Major injury concerns are also a thing of the past for Embiid since he played a career-high 68 games last season and 66 this season.
“He has done everything,” Rivers told Andscape. “No one outworks him. All summer he works on his game. We needed him to become a better passer. He’s doing [Charles] Barkley now … He works his a– off and you see it.”
Embiid and the Sixers enter the playoffs Saturday as the Eastern Conference’s third seed hosting the sixth-seeded Brooklyn Nets (1 p.m., ESPN). While the Sixers have the talent to win a title with Embiid, James Harden, Tyrese Maxey and Tobias Harris, Embiid understands the challenge to become a champion.
“I always say that obviously I can’t win alone. And there’s only one team that gets to be happy at the end with a championship, so it’s hard,” Embiid said. “It’s funny, I was listening to what [Portland Trail Blazers star] Dame [Lillard] was talking about, how people just think it’s like, ‘Either you win, or you suck.’ That’s not the right way to think about it, because it’s hard to win. You got a lot of great teams in this league — just in the East alone, probably the two best teams in the league, Boston, Milwaukee. And then the West is crazy, too.

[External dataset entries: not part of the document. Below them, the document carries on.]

PR #2081, opened 2025-04-17
Button composables

OscarSpruit:
## Description
Create button composables for all the different type of buttons we have.
Also add a util that easily allows to preview composables in light and dark mode.

image

COAND-1084


ui/src/main/java/com/adyen/checkout/ui/internal/ButtonDefaults.kt
```diff
@@ -0,0 +1,60 @@
...
+import androidx.compose.ui.graphics.Color
+import com.adyen.checkout.ui.theme.AdyenButtonStyle
+
+internal object ButtonDefaults {
+
+    @Composable
+    fun primaryButtonStyle(style: AdyenButtonStyle?): InternalButtonStyle {
+        val colors = AdyenCheckoutTheme.colors
+        return InternalButtonStyle(
+            backgroundColor = style?.backgroundColor?.toCompose() ?: colors.primary,
```
ozgur00, line 21: Is there something explicitly mentioned in the design that we can refer about which color to use as fallback? If in the future we see an issue with some of these colors due to using fallback, then it would be good to have them documented somewhere.

ui/src/main/java/com/adyen/checkout/ui/internal/Buttons.kt
```diff
@@ -0,0 +1,270 @@
...
+        text = text,
+        modifier = modifier,
+        icon = icon,
+        isLoading = isLoading,
+        cornerRadius = buttonStyles.cornerRadius ?: AdyenCheckoutTheme.elements.cornerRadius,
+        style = ButtonDefaults.primaryButtonStyle(buttonStyles.primary),
+    )
+}
+
+@Preview(showBackground = true)
```
ozgur00, line 54: It would be nice to have a preview where we pass an icon as well, as an example of how it looks. Doesn't have to be this one.

OscarSpruit: After some discussion we decided to remove icons as we don't have them in the design. We could always add them later if really needed

ozgur00 (approved):

PR #2083, opened 2025-04-17
v6 - Add viewState for MBWayDelegate

araratthehero:
## Description
Add viewState for the new MbWay component

COAND-1073


ozgur00 (approved):

core/src/main/java/com/adyen/checkout/core/internal/AdyenComponent.kt
```diff
@@ -11,14 +11,15 @@ package com.adyen.checkout.core.internal
...
 
-internal class AdyenComponent : ViewModel() {
+internal class AdyenComponent(coroutineScope: CoroutineScope) : ViewModel() {
 
     private val paymentFacilitator: PaymentFacilitator
 
     init {
         // TODO - Initialize Payment Flow
-        paymentFacilitator = PaymentFacilitator()
+        paymentFacilitator = PaymentFacilitator(coroutineScope)
```
OscarSpruit, line 22: Can't we pass the `viewModelSope`?

PR #1200, opened 2024-05-14
[Disk Manager] add feature for disabling memory locking (currently we are facing crashes on start inside containers)

SvartMetal:
Fix after #933


cloud/disk_manager/pkg/app/run.go
```diff
@@ -83,17 +82,22 @@ func run(
...
+		}
 	}
 
+	var err error
+
 	if len(hostname) == 0 {
 		hostname, err = os.Hostname()
 		if err != nil {
 			logging.Error(ctx, "Failed to get hostname from OS: %v", err)
-			return errors.NewNonRetriableError(err)
```
SvartMetal, line 96: Not needed

jkuradobery (approved):

gy2411 (approved):

PR #1229, opened 2024-05-17
NBSNEBIUS-193: mount volumes in local mode

sanek325:


dvrazumov (approved):

dvrazumov:
Maybe it would be useful to forward this option as a parameter with default value as "local"

sharpeye (approved):

PR #1271, opened 2024-05-24
[Disk Manager] should be ablet to delete filesystem without specifying zone ID (as we do for disks)

SvartMetal:


cloud/disk_manager/internal/pkg/services/filesystem/delete_filesystem_task.go
```diff
@@ -64,20 +59,30 @@ func (t *deleteFilesystemTask) deleteFilesystem(
...
 		return errors.NewNonCancellableErrorf(
 			"id %v is not accepted",
-			t.request.Filesystem.FilesystemId,
+			filesystemID,
 		)
 	}
 
-	err = client.Delete(ctx, t.request.Filesystem.FilesystemId)
+	zoneID := filesystemMeta.ZoneID
+	if len(zoneID) == 0 {
```
SvartMetal, line 67: By analogy with https://github.com/ydb-platform/nbs/blob/main/cloud/disk_manager/internal/pkg/services/disks/delete_disk_task.go#L73

jkuradobery (approved):

BarkovBG (approved):

PR #1339, opened 2024-06-04
Add metrics to csi-driver

dvrazumov:


cloud/blockstore/tools/csi_driver/internal/driver/driver.go
```diff
@@ -27,6 +30,15 @@ func getEndpoint(unixSocket string, port uint) string {
 	}
 }
 
+func getCsiMethodName(fullMethod string) string {
+	// take the last part from "/csi.v1.Controller/ControllerPublishVolume"
+	index := strings.LastIndex(fullMethod, "/")
```
jkuradobery, line 35: I think you should consider rewriting this as string.Split() and accessing the last element if we have > 1element in the split.

dvrazumov: Why? It's neither more efficient nor shorter

jkuradobery: I would consider this more self-explanatory though. Although, you might be right, it still looks ok, closing

jkuradobery (approved):

gy2411 (approved):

“From one through eight, any of those teams can make the Finals and win it all. So, the focus is just getting [in] the best shape possible, healthy and no freak injuries, and I will try to take my teammates along and just play together. Whatever happens, happens. But I’m going to do whatever it takes to win.”
The 76ers have not been to the NBA Finals since 2001 and haven’t won an NBA title in 40 years. So, what would it mean for Embiid to bring a championship back to the City of Brotherly Love?
“It would mean everything. I’ve always said that it would be nice to play for one team for your whole career,” Embiid said. “It would be fun, but sometimes you also want new challenges and all that stuff. But it would mean a lot. I’ve been here for such a long time, but it would just validate all the suffering and all the hard work that we put in.”
It would also mean everything for Embiid to help more Africans follow in his footsteps to college basketball and the NBA. He is a big fan of the Basketball Africa League, which is in the midst of its third season, and watches games regularly.
Embiid would also like to help Africans on and off the court.
“There’s so much more I want to do,” Embiid said. “I’m trying to build this team around me that can help me reach some level as far as helping people, whether it’s basketballwise or building hospitals and schools. It’s all about having the right people around. I’ve always said that there’s a lot of talent in Africa. We just don’t have the resources, and we don’t have the right people to teach us.
“I was lucky. A couple of these guys were lucky. It’s all about being lucky, but it’s going to take more than me. It’s going to take some other guys, but I like the way we [are] headed.”